No matter where you apply for a home loan, the process always requires many similar documents and kinds of information from you, the borrower.  Lenders may have their own unique forms and requirements in addition to the commonly asked-for information, of course.  There are four specific items that are required nearly everywhere, and having these documents and information assembled before starting a loan application will make the process much smoother.  Assemble this information into a packet ahead of time, and you’ll be ahead of the game! Here are a few tips on what to prepare:

Photo Identification

A valid government-issued photo ID is required of every person who will be signing the loan.  A valid driver’s license is acceptable, but if you don’t have a driver’s license, a U.S. passport, Armed Forces Identification Card, or other combinations of ID are legal and accepted.

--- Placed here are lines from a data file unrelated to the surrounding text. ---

PR #2068, opened 2026-08-18
fix(sdk): route rn balance reads off AbortSignal.timeout onto the hermes-safe pattern

### LINKED ISSUE #1343: react-native balance reads still depend on AbortSignal.timeout in shared helpers

gomesalexandre:
Closes vultisig/vultisig-sdk#1343

Four RN-exported balance-read helpers called `AbortSignal.timeout` directly, which doesn't exist on older RN/Hermes runtimes: `packages/sdk/src/tools/balance/rpc.ts`'s `fetchJson`, `cosmos.ts`, `utxoBalance.ts`, and `bittensor.ts`. The SDK already carries a Hermes-safe `AbortController` + `setTimeout` pattern elsewhere (`chains/tron/rpc.ts`, `tools/gas/utxoFeeRate.ts`), and one sibling in the same directory (`tools/balance/polkadot.ts`) already routes through `queryUrl`, which uses the same safe pattern internally — these four were the outliers.

Routed all four through the Hermes-safe pattern, preserving each file's existing retry/HTTP semantics exactly:
- **`rpc.ts`'s `fetchJson`**: builds its own controller only when the caller didn't already pass `init.signal` (same precedence as before); a bare `controller.abort()` still produces a `DOMException` named `'AbortError'`, which is exactly what `isRetryable` already checked for.
- **`cosmos.ts`'s `fetchJson`**: aborts with an explicit `new DOMException(..., 'TimeoutError')` so the existing `isTimeout` retry/fallback check (which specifically checks for `'TimeoutError'`, matching native `AbortSignal.timeout()`'s error name) keeps working unchanged.
- **`utxoBalance.ts`**: straightforward swap, no retry logic to preserve.
- **`bittensor.ts`**: kept the per-request 4s abort (`BITTENSOR_RPC_TIMEOUT_MS`) distinct from `fetchJson`'s own 15s default, so a slow endpoint's underlying connection is actually released instead of running in the background past the outer `withEndpointTimeout` `Promise.race` (which was already Hermes-safe).

## what I ran
`/tmp/claude-1000/wt-sdk-w2/node_modules/.bin/vitest run tests/unit/tools/balance/rpc.test.ts tests/unit/tools/balance/bittensor.test.ts tests/unit/utxoBalance.test.ts tests/unit/cosmos/cosmosBalance.test.ts tests/unit/tools/balance/otherBalance.test.ts` (run from `packages/sdk`) — 5 test files, 69 tests, all passed. Per the issue's fix sketch ("Add regression tests that remove [AbortSignal.timeout] at runtime and prove the reads still succeed"), added/extended:
- New `tests/unit/tools/balance/rpc.test.ts` — 5 tests on `fetchJson` directly, including a Hermes-simulation test (delete `globalThis.AbortSignal.timeout`, confirm the read still succeeds) and a retry-on-network-error test.
- New `tests/unit/tools/balance/bittensor.test.ts` — 3 tests on `getBittensorBalance` including the same Hermes-simulation regression, using a real SCALE-encoded `AccountInfo` fixture (5 TAO free balance, verified byte-for-byte against Substrate's LE u128 encoding).
- Extended `tests/unit/utxoBalance.test.ts` and `tests/unit/cosmos/cosmosBalance.test.ts` with the same Hermes-simulation regression against their respective public balance-read functions.


NeOMakinG (approved):
LGTM

rcoderdev (approved):

rcoderdev (commented):
Please keep the timeout active until the response body has finished loading. In `rpc.ts`, `return response.json()` runs `finally` and clears the timer before JSON consumption completes; `utxoBalance.ts` likewise clears it before `response.text()`. A server that returns HTTP 200 and then stalls leaves supported balance reads pending indefinitely. Await body consumption inside the guarded `try` and add a stalled-body regression test.

Also preserve `TimeoutError` for deadline aborts in `rpc.ts` and Bittensor. Bare `controller.abort()` produces `AbortError`, which `isRetryable` retries; a previously bounded 15-second timeout can now take four requests and roughly 67 seconds.

rcoderdev:
Closing this because This overlaps #1344 on Cosmos, RPC and UTXO, while this head leaves stalled response bodies unbounded and turns deadline failures into retryable aborts. Safely landing the remaining Bittensor work needs a scoped rewrite, regression tests and fresh integration. We are closing this version; the Hermes issue remains open until a correct fix lands.

PR #2070, opened 2026-08-18
fix(tron): consolidate base58check address decoding into one shared helper

### LINKED ISSUE #1526: architecture: Tron address Base58Check decoding is duplicated and already drifted inside the sdk monorepo

gomesalexandre:
Closes vultisig/vultisig-sdk#1526

The Tron Base58Check address decoder was duplicated three ways in the monorepo and had already drifted: `packages/core/chain/coin/balance/resolvers/tron.ts`'s `base58CheckTronDecode` accepted both the mainnet (`0x41`) and Nile testnet (`0xa0`) network prefixes, but `packages/sdk/src/chains/tron/tx.ts`'s `tronAddressToBytes` only accepted `0x41` — and while auditing the evidence I found a third copy with the same 0x41-only bug in `packages/sdk/src/chains/tron/rpc.ts`'s `estimateTrc20Energy` (not named in the issue's evidence list, but the identical bug class in the same file family). All three silently rejected valid Nile testnet addresses.

Extracted the canonical checksum/prefix-validated decoder into a new shared module, `packages/core/chain/chains/tron/address.ts` (`decodeTronBase58Address`, returns the raw 21-byte payload), and made all three call sites delegate to it:
- `core-chain`'s `base58CheckTronDecode` now decodes via the shared helper then strips the prefix to hex (unchanged external behavior/contract).
- SDK's `tronAddressToBytes` now returns the shared helper's raw bytes directly (previously duplicated the bs58check module resolution + prefix check inline).
- SDK's `estimateTrc20Energy` now decodes `to` via the shared helper instead of its own inline bs58check-decode-plus-0x41-check.

## what I ran
`/tmp/claude-1000/wt-sdk-w2/node_modules/.bin/vitest run tests/unit/chains/tron-tx.test.ts tests/unit/chains/tron-rpc.test.ts` (run from `packages/sdk`) — 2 test files, 62 tests, all passed (59 pre-existing + 3 new: a `tronAddressToBytes` mainnet-decode test, a `tronAddressToBytes` Nile-testnet-decode regression test, and an `estimateTrc20Energy` Nile-testnet `to`-address regression test).

`node_modules/.bin/vitest run --config .config/vitest.core.config.ts packages/core/chain/coin/balance/resolvers/tron.test.ts` (run from repo root) — 1 test file, 13 tests, all passed, confirming `base58CheckTronDecode`'s external behavior (including its own pre-existing Nile-testnet test) is unchanged after delegating to the shared helper.


NeOMakinG (approved):
LGTM

rcoderdev (commented):
`TRON_NETWORK_PREFIXES` treats `0xa0` as Nile, but current TRON Mainnet, Shasta, and Nile addresses all use `0x41`; network selection is separate. With this decoder used by transaction construction and energy estimation, callers can now pass a synthetic `0xa0` Base58Check address and serialize invalid owner/recipient bytes. Please accept only `0x41` for current networks and replace the manufactured `0xa0` Nile tests; if private-chain prefixes are needed, model them explicitly rather than as Nile. Official reference: https://developers.tron.network/docs/encoding

rcoderdev:
Closing this because This branch encodes the false premise that 0xa0 is a Nile address prefix even though current Tron Mainnet, Shasta, and Nile use 0x41. Correcting the shared decoder requires re-scoping the prefix model and tests, so this implementation should not be carried forward.

PR #2076, opened 2026-08-18
feat(sdk): publish getSplAssociatedAccount isToken2022 resolver

### LINKED ISSUE #1728: architecture(solana): buildSplTransfer requires isToken2022 but the SDK exports no canonical resolver
## Summary

`buildSplTransfer` already treats `isToken2022` as a safety-critical caller input, but the SDK exports no stable companion helper that canonically resolves that value. Consumers are therefore pushed back into app/backend-local Solana token-program logic.

Report: https://gist.github.com/gomesalexandre/ee18a0bd3457f4a5d34d8fa319b6f2ee

## Evidence

- `packages/sdk/src/tools/prep/splTransfer.ts:71-81`
  - `isToken2022` is caller-supplied and documented as safety-relevant
- `packages/sdk/src/tools/prep/splTransfer.ts:177-185`
  - the flag controls `programId` and ATA derivation
- `packages/sdk/src/tools/balance/solana.ts:150-204`
  - the SDK already knows how to detect the token program internally
- `packages/sdk/src/platforms/react-native/overrides/getSplAssociatedAccount.ts`
  - there is already an internal helper shape that returns `{ address, isToken2022 }`, but it is not a stable public SDK surface

## Impact

A consumer that wants to build an SPL transfer safely cannot stay inside the reviewed public SDK contract:
- the builder requires `isToken2022`
- the SDK does not publish a canonical resolver for that flag
- first-party consumers are incentivized to deep-import or reimplement Solana token-program detection

This is the exact duplicated-not-imported drift class the campaign keeps finding.

## Fix sketch

Expose one stable public helper, e.g.:
- `resolveSplAssociatedAccount(...) -> { address, isToken2022 }`, or
- `resolveSplTokenProgram(...)`, or
- an async wrapper around `buildSplTransfer` that resolves the program metadata internally

Then move first-party consumers onto that helper instead of bespoke local logic.

## Effort

Medium. Mostly public-surface design plus wiring existing internal logic into a supported export.

gomesalexandre:
Closes vultisig/vultisig-sdk#1728

`buildSplTransfer` requires the caller to supply `isToken2022` (`packages/sdk/src/tools/prep/splTransfer.ts`), explicitly documented as fund-safety-critical since the builder does no RPC and trusts the flag verbatim — passing `false` for an actual Token-2022 mint derives the wrong ATA/program id (a failed tx or, worse, a credit to an unintended account). The SDK already had an internal helper matching the issue's suggested shape #1 exactly (`getSplAssociatedAccount(...) -> { address, isToken2022 }`, `packages/core/chain/chains/solana/spl/getSplAssociatedAccount.ts`), including an RN/Hermes-safe override (`packages/sdk/src/platforms/react-native/overrides/getSplAssociatedAccount.ts`, which defers its `@solana/web3.js` import inside the async body) already wired through `rollup.platforms.config.js`'s `rnOverrideMap` — but neither the root nor RN public SDK surface exported it. Added `export { getSplAssociatedAccount } from '@vultisig/core-chain/chains/solana/spl/getSplAssociatedAccount'` to both entrypoints. On RN this is safe as a *static* re-export (unlike `buildSplTransfer`'s existing lazy wrapper) because the rollup build already redirects the bare specifier to the deferred-import override at build time — I traced this through the existing `rnOverrideMap` mechanism before adding it, rather than assuming.

## what I ran
`cd packages/sdk && ../../node_modules/.bin/vitest run tests/unit/getSplAssociatedAccount.test.ts tests/unit/buildSplTransfer.test.ts tests/unit/utils/publicExports.test.ts tests/unit/platforms/react-native/entry.test.ts --testTimeout=30000` — 114 passed (114: 3 new in a new dedicated test file, 1 new in publicExports.test.ts, 1 new in entry.test.ts, rest pre-existing unchanged). `getSplAssociatedAccount` had no test file at all, so I added one mirroring the existing `rnGetSplAccountsOverride.test.ts` mocking pattern (`getSolanaClient().getParsedTokenAccountsByOwner` mocked, real `@solana/web3.js` `PublicKey` used for input validation): covers Token-2022-owned account → `isToken2022: true`, legacy-SPL-owned account → `isToken2022: false`, and the no-ATA-found throw path. Needed `--testTimeout=30000` on the RN entry test — first vitest transform of the newly-pulled `@solana/web3.js` graph took ~9s in this environment (cold esbuild cache), well within normal test tooling variance and unrelated to the change's correctness; a second run without the override passed in ~5s once transforms were warm. Did not run `yarn typecheck` or `yarn build:sdk:bundle` (which would prove the rollup override actually fires) — out of scope per instructions, though I read `rollup.platforms.config.js`'s `rnOverrideMap` by hand to confirm the redirect entry already exists for this exact file path.

## Summary by CodeRabbit

* **New Features**
  * Added `getSplAssociatedAccount` to the SDK and React Native public APIs.
  * Supports resolving associated accounts for both legacy SPL Tokens and Token-2022 assets.
  * Added guidance requiring token-program detection when building SPL transfers.

* **Bug Fixes**
  * Improved handling when no associated account exists by reporting an error.


NeOMakinG (approved):
LGTM

rcoderdev (approved):

rcoderdev (approved):

rcoderdev (approved):

rcoderdev (approved):

rcoderdev:
Closing this because Closing this version of the public Token-2022 resolver: it can return a non-associated token account when multiple accounts match. Publishing it safely needs core and React Native fixes, account-order tests, and conflict resolution; no current first-party consumer uses the new export. The underlying idea remains open for a consumer-backed implementation.

PR #651, opened 2017-06-14
In delete_publisher also call delete_contained_entities on the publis…

jwillemsen:
…her so that we can the same callchain for subscriber and publisher


mitza-oci:
The spec says that DomainParticipant::delete_publisher may not be called to delete Publisher that has any contained entities (DataWriters).  This is already checked so delete_contained_entities() is not needed.

jwillemsen:
Ok, subsciber does call this

Issue #654, opened 2017-06-15
DataWriter/DataReader cleanup should set its listener to 0


jwillemsen:
At the moment the delete_datawriter/delete_datareader is called we call cleanup in the DR/DW. At that moment it is not guaranteed that the dr/dw destructor will run due to ref counting. We should set the listener in the dw/dr to 0 in the cleanup so that we don't invoke the listener anymore after the dr/dw has been deleted from the viewpoint of the user. This could explain the last remaining test failures #641, listeners are called after the dw/dr has been deleted from the user perspective.

jwillemsen:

Bank Statements and Assets

Your previous bank statements help the lender in their evaluation of your loan application.  The lender may ask for proof of other assets as well, such as insurance policies, investment balances, titles/deeds, or other proof of ownership and control.  The number of previous bank statements and asset statements that the lender might ask for will vary, so be prepared to provide at least the previous 12 months of bank statements and investment balance statements.  Lenders will look at how long funds have been available to you, and any recent large deposits will likely require an explanation of the origin of the funds.  Ask your United Heritage Loan Specialist for more details if you anticipate family assistance such as parents gifting you the money for a down payment – this is not unusual, it simply needs explanation during your application.

Pay Stubs or W-2/1099s

Mortgage lenders require proof of employment and income as part of the loan process.  W2s or 1099s for the previous two to three years are usually required of all borrowers. If you’re self-employed, the lender may ask for several months of statements or invoices as proof of steady employment and income. 

Tax Returns

In order to get the most clear and fair picture of the borrower’s finances, a lender may ask for previous tax returns. This helps the lender evaluate your financial stability.They may request documentation for any large fluctuations over the preceding two to three years.

Credit History

When you apply for a home loan, your credit history, and that of your co-borrowers, are very important to the lender.  Factors that can impact your application include your credit score, any late payments, or a pattern of accounts that have been in collections or defaulted.  Also, your debt-to-income ratio is an important part of your overall financial picture.  Applicants that have lower credit scores, problems in their credit history, or other issues can still qualify for a home loan; possibly at higher interest rates or modified loan terms.  Ask your Loan Specialist if you have questions or concerns.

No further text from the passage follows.